Problem to solve:
In the entries below, find each line with the word "needs" and pull it out.

Recorded data:
_____

PR #9170, opened 2023-11-22
aws - update asg launch-config filter to work with LT

### LINKED ISSUE #9169: aws - unable to filter for AssociatePublicIpAddress on LaunchTemplates under the asg launch-config filter
### Describe the bug

Due to the different formats of the LaunchConfig vs LaunchTemplate, the launch template needs to go a level deeper to do a proper match. 

The filter is setup to work for both LC and LT, just needs to go one level deeper here.

### Cloud Provider

Amazon Web Services (AWS)

_No response_

### Policy

```shell
policies:
  - name: asgs-with-public-ip-launch-template
  resource: asg
  filters:
     - type: launch-config
     key: AssociatePublicIpAddress
     value: true
```

_No response_

_No response_

timmygrable:
Closes #9169

### DIFF
--- a/c7n/resources/asg.py
+++ b/c7n/resources/asg.py
@@ -226,14 +226,26 @@ class LaunchConfigFilter(ValueFilter):
     schema = type_schema(
         'launch-config', rinherit=ValueFilter.schema)
     schema_alias = False
-    permissions = ("autoscaling:DescribeLaunchConfigurations",)
+    permissions = ("autoscaling:DescribeLaunchConfigurations", "ec2:DescribeLaunchTemplates")
 
     def process(self, asgs, event=None):
         self.launch_info = LaunchInfo(self.manager).initialize(asgs)
         return super(LaunchConfigFilter, self).process(asgs, event)
 
     def __call__(self, asg):
-        return self.match(self.launch_info.get(asg))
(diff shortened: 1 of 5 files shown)


c7n/resources/asg.py
```diff
@@ -226,14 +226,25 @@ class LaunchConfigFilter(ValueFilter):
...
 
     def __call__(self, asg):
-        return self.match(self.launch_info.get(asg))
+        launch_details = self.launch_info.get(asg)
+        if not launch_details:
+            return False
+
+        # In launch-config, AssociatePublicIpAddress its in the original dict
+        # For launch-template we need to look a level deeper
+        if 'NetworkInterfaces' in launch_details:
```
kapilt, line 242: this type of hardcoding to a specific key feels a bit odd, isn't the right thing to address at the policy level, by detecting launch config vs template in an or block.

```
- or:
   - and:
      - launch-config is template
      - network key
   - and:
      - launch-config is config
      - other network key
      ```

kapilt:
added same comment to the issue re addressing directly in policy, closing for now, feel free to comment on the issue or here if that's not sufficient.

timmygrable:
Apologies on the late response. The filter idea you provided worked and this PR is not needed. Thank you

Issue #4180, opened 2025-10-21
Setting probe after `unsigned_to_signed` loses `bit_depth`


alejoe91:
from https://github.com/SpikeInterface/spikeinterface/issues/4170#issuecomment-3398959351

Maybe related, for some reason using set_probe on an unsigned recording changes the value returned by get_traces, this does not happen if I call set_probe first and then convert to signed. I don't see anything in the probe mapping that would change the gain or offset.

```
recs = dict()
recs['raw'] = se.read_binary(
        ephys_path / f"np2-{prb_suffix}-ephys_{suffix}.raw",
        sampling_frequency=fs_hz,
        dtype=np.uint16,
        num_channels=num_channels,
    )
recs['unsigned_from_raw'] = si.unsigned_to_signed(recs['raw'], bit_depth=bit_depth)
print(recs['raw'].dtype)
recs['probe_from_unsigned'] = recs['unsigned_from_raw'].set_probe(npx_mapping, in_place=False)
# The other way round
recs['probe_from_raw']= recs['raw'].set_probe(npx_mapping, in_place=False)
recs['unsigned_from_probe']=  si.unsigned_to_signed(recs['probe_from_raw'], bit_depth=bit_depth)

for k, rec in recs.items():
    trace =  rec.get_traces(start_frame=0, end_frame=2, return_in_uV=False, channel_ids=[30])
    print(f"{k}: {trace[0,0]} (dtype: {rec.dtype})")
```
Prints:
```
raw: 3847 (dtype: uint16). [expected]
unsigned_from_raw: 1799 (dtype: int16) [expected]
probe_from_unsigned: -28921 (dtype: int16) [BAD expected is 1799]
probe_from_raw: 3847 (dtype: uint16) [expected]
unsigned_from_probe: 1799 (dtype: int16) [expected]
```

alejoe91:
fixed by  #4247

PR #4247, opened 2025-12-06
Fixes Issue4180

ablot:
Issue #4180

[preserve bit_depth parameter in UnsignedToSignedRecording serialization](https://github.com/SpikeInterface/spikeinterface/commit/793690f2defb9fdca2af5a7e5bcd2cfa85b81cb0) 

The UnsignedToSignedRecording class was missing the bit_depth parameter
in its _kwargs dictionary, causing it to be lost during clone operations.
This resulted in incorrect trace values when set_probe() was called on
unsigned-to-signed recordings with custom bit depths.

I think that doesn't affect anything else but I'm quite new to spikeinterface

### DIFF
--- a/src/spikeinterface/core/analyzer_extension_core.py
+++ b/src/spikeinterface/core/analyzer_extension_core.py
@@ -11,12 +11,14 @@ It also implements:
 
 import warnings
 import numpy as np
+from collections import namedtuple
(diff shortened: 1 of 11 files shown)


samuelgarcia:
merci

PR #4253, opened 2025-12-10
Fix failing tests due to scikit-learn versions

chrishalcrow:
We have some failing tests: https://github.com/SpikeInterface/spikeinterface/actions/runs/20093848765/job/57647307083?pr=4190

In our automated curation tests, we previously had a stored model. This was generated using scikit-learn v1.3.2. this is now incompatible with scikit-learn v1.9. 

There's a bigger problem here: how do we ensure models are usable in the future (one possible answer: by default we store everything used to train them, so you can retrain using a newer sklearn verison).

More practically, so that this doesn't happen again: I've replaced the fixed created model with one that is created during ci (=> using the scikit-learn verison of the environment). You should only have to do this once per test suite run.


src/spikeinterface/curation/tests/common.py
```diff
@@ -82,6 +84,31 @@ def sorting_analyzer_with_splits():
     return make_sorting_analyzer_with_splits(sorting_analyzer)
 
 
+def make_trained_pipeline():
```
alejoe91: Make it a fixture? So we don't need the if trained folder and it always returns the model folder

chrishalcrow: Oooh, that's nicer! Thanks!

PR #4254, opened 2025-12-10
Flatten params for tridesclous2 sorter

samuelgarcia:
Flatten params for tridesclous2 sorter.
This will be more easier for end users.

This depend on #4244


src/spikeinterface/sorters/internal/tridesclous2.py
```diff
@@ -32,61 +32,67 @@ class Tridesclous2Sorter(ComponentsBasedSorter):
...
-        "matching": "A dictonary containing matching params for matching: peak_shift_ms, radius_um",
-        "job_kwargs": "A dictionary containing job kwargs",
-        "save_array": "Save or not intermediate arrays",
+        "apply_motion_correction": "Apply motion correction or not",
+        "motion_correction_preset": "Motion correction preset",
+        "clustering_ms_before": "Milliseconds before the spike peak for clustering",
+        "clustering_ms_after": "Milliseconds after the spike peak  for clustering",
+        "radius_um": "Radius for sparsity",
+        "freq_min": "Low frequency",
+        "freq_max": "High frequency",
```
alejoe91:
```suggestion
        "freq_min": "Low frequency for bandpass filter",
        "freq_max": "High frequency for bandpass filter",
```
I would actually allow None and not filter by default. no? Or having another argument: `bandpass_filter: True/False`

samuelgarcia:
Merci

PR #4257, opened 2025-12-11
Cap sklearn version to `<1.8`

### LINKED ISSUE #4256: sklearn v1.8 not compatible with hdbscan
scikit-learn have deprecated `force_all_finite`, which `hdbscan` uses here:
https://github.com/scikit-learn-contrib/hdbscan/blob/949ff7aba4e65bcfc77a505948cd50617fbc047e/hdbscan/hdbscan_.py#L767
which breaks our tests:
https://github.com/SpikeInterface/spikeinterface/actions/runs/20129057940/job/57765648034?pr=4252

hdbscan seems aware of the issue: https://github.com/scikit-learn-contrib/hdbscan/pull/673

For now we can limit scikit-learn to <1.8, and wait for hbscan to update.

chrishalcrow:
Should fix #4256 while we wait for hdbscan to update.


yger:
Actually, other long-term option would be to get rid of hdbscan dependency, and use the internal implementation provided by scikit-learn. This would ease the long-term support

PR #4258, opened 2025-12-11
Adding the possibility to add/remove cases to a given Study

yger:
This PR adds the possibility to add/remove cases to a given Study, once it has already been created. When adding new cases, they have to have datasets already part of the Study, otherwise there would be an error

### DIFF
--- a/src/spikeinterface/benchmark/benchmark_base.py
+++ b/src/spikeinterface/benchmark/benchmark_base.py
@@ -67,6 +67,7 @@ class BenchmarkStudy:
                 assert len(key) == num_levels, f"Case key {key} for cases is not homogeneous, tuple negth differ"
             else:
                 raise ValueError("Keys for cases must str or tuple")
+        return levels
 
     @classmethod
     def create(cls, study_folder, datasets={}, cases={}, levels=None):
@@ -94,7 +95,7 @@ class BenchmarkStudy:
         study : BenchmarkStudy
             The created study.
         """
-        cls._check_cases(cases, levels)
+        levels = cls._check_cases(cases, levels)
 
         study_folder = Path(study_folder)
         study_folder.mkdir(exist_ok=False, parents=True)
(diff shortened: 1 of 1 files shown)


src/spikeinterface/benchmark/tests/test_benchmark_sorter.py
```diff
@@ -258,19 +291,48 @@ def test_get_grouped_keys_mapping(create_complex_study):
...
 
+def test_add_remove_cases(create_simple_study):
+    # job_kwargs = dict(n_jobs=2, chunk_duration="1s")
+
+    study_folder = create_simple_study
+    study = SorterStudy(study_folder)
+    print(study)
+
+    # # this run the sorters
+    study.run()
```
samuelgarcia: We should not run the study this is too slow.

src/spikeinterface/benchmark/benchmark_base.py
```diff
@@ -272,6 +272,40 @@ def remove_benchmark(self, key):
...
+                if levels is None:
+                    levels = "level0"
+                else:
+                    assert isinstance(levels, str)
+            elif isinstance(key0, tuple):
+                assert isinstance(key, tuple), f"Key {key} for cases is not homogeneous"
+                num_levels = len(key0)
+                assert len(key) == num_levels, f"Key {key} for cases is not homogeneous, tuple negth differ"
+            else:
+                raise ValueError("Keys for cases must str or tuple")
```
samuelgarcia: this should be factorize with the same logic in the init

src/spikeinterface/benchmark/benchmark_base.py
```diff
@@ -76,27 +94,7 @@ def create(cls, study_folder, datasets={}, cases={}, levels=None):
...
-                len(key) == num_levels for key in cases.keys()
-            ), "Keys for cases are not homogeneous, tuple negth differ"
-            if levels is None:
-                levels = [f"level{i}" for i in range(num_levels)]
-            else:
-                levels = list(levels)
-                assert len(levels) == num_levels
-        else:
-            raise ValueError("Keys for cases must str or tuple")
+        cls._check_cases(cases, levels)
```
samuelgarcia: This need to return levels in case it is changed (whane None)

yger: done

samuelgarcia:
Merci camarade

PR #4259, opened 2025-12-11
Removing hdbscan dependency

yger:
This is in line with #4257 , but maybe one option would be to get rid of HDBSCAN dependency, since now there is a full port in scikit-learn. At the time we started to use hdbscan, this was not the case, but now maybe this would be a good option to ease maintenance and install procedures. 
This PR removes all usages of hdbscan to only rely on scikit. In fact, some advanced options of hdbscan are not ported into the scikit-learn version, but since they are not used anywhere in the code at the moment...

### DIFF
--- a/pyproject.toml
+++ b/pyproject.toml
@@ -206,7 +206,7 @@ docs = [
     "MEArec", # Use as an example
     "pandas", # in the modules gallery comparison tutorial
     "numba", # For many postprocessing functions
-    "networkx", 
+    "networkx",
     "skops", # For automated curation
     "scikit-learn", # For automated curation
     "huggingface_hub", # For automated curation
--- a/src/spikeinterface/sortingcomponents/clustering/positions.py
+++ b/src/spikeinterface/sortingcomponents/clustering/positions.py
@@ -14,7 +14,6 @@ else:
     HAVE_SKLEARN = False
 
 
-
 class PositionsClustering:
     """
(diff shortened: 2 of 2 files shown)


chrishalcrow:
Nice! How similar do you think the implementations are?

yger:
Same paper, same reference, but I have not performed an exhaustive comparison. Based on preliminary results from the sorters (the only part really using hdbscan), performances are similar. Maybe we should compare more in depth

yger:
Ok, after a more exhaustive study, looks like indeed hdbscan is a better implementation than scikit-learn

image

Here for example, I generated 10 Gaussian blobs, and computed averaged run times and homogeneity scores for the two implementations. Looks like hdbscan is faster, and more accurate

samuelgarcia:
So we close!!

ecobost:
Can someone explain why this was not merged? Do we still need to pin scikit-learn < 1.8?

chrishalcrow:
There are two implementations of hdbscan: one in its own package and one in sklearn. This PR tested out the idea of using the hdbscan that was implemented in sklearn. After doing it, Pierre showed above that the implementation in hdbscan is faster and more accurate for the type of data we look at. So we are sticking to using the hdbscan package, which closed the PR.

We can unpin sklearn if hdbscan has fixed the bug. Looks like it did on the newest release: 0.8.41. EDIT: we should ensure `hdbscan>=0.8.41`.

PR #4263, opened 2025-12-12
Update to SiNAPS extractor

raffaele222:
Hello, I have made some updates to the extractor to reflect changes in the metadata generated by new versions of SiNAPS Control Suite, changes made with the new spikeinterface updates, and added handling of certain edge cases. Most of the core logic remains unchanged, but I have also added some bits to improve support for all streams, by adding "raw" and "aux" options in the h5 extractor, and fixing the "aux" stream in the binary one.

In short:
- Added documentation to all the utility functions
- Added support for all streams in the h5 extractor, and fixed support for "aux" stream in the binary extractor (by ignoring AUX channel names)
- Added checks for stream_name argument
- Switched from using UnsignedSignedRecording class to unsigned_to_signed method
- Load non .bin binary files as a single stream (fixes issues with loading recordings saved as .dat)
- Added a get_sinaps_probe_info() utility function to get probe's information from metadata
- Added custom checks in get_sinaps_probe() to help find the right probe in the probeinterface library if "probeType" in the metadata is set differently

Also, great work to the whole team! I have been tracking the project for about a year now, and the work and progress that is constantly being made is truly amazing!

### DIFF
--- a/src/spikeinterface/extractors/sinapsrecordingextractors.py
+++ b/src/spikeinterface/extractors/sinapsrecordingextractors.py
@@ -28,9 +28,9 @@ class SinapsResearchPlatformRecordingExtractor(ChannelSliceRecording):
     def __init__(self, file_path: str | Path, stream_name: str = "filt"):
 
         assert stream_name in [
-        "filt",
-        "aux",
-        "raw"
+            "filt",
+            "aux",
+            "raw",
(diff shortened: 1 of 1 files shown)


alejoe91 (approved):
Thanks @raffaele222 

Looks great!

_____

Written solution:
Due to the different formats of the LaunchConfig vs LaunchTemplate, the launch template needs to go a level deeper to do a proper match. 
The filter is setup to work for both LC and LT, just needs to go one level deeper here.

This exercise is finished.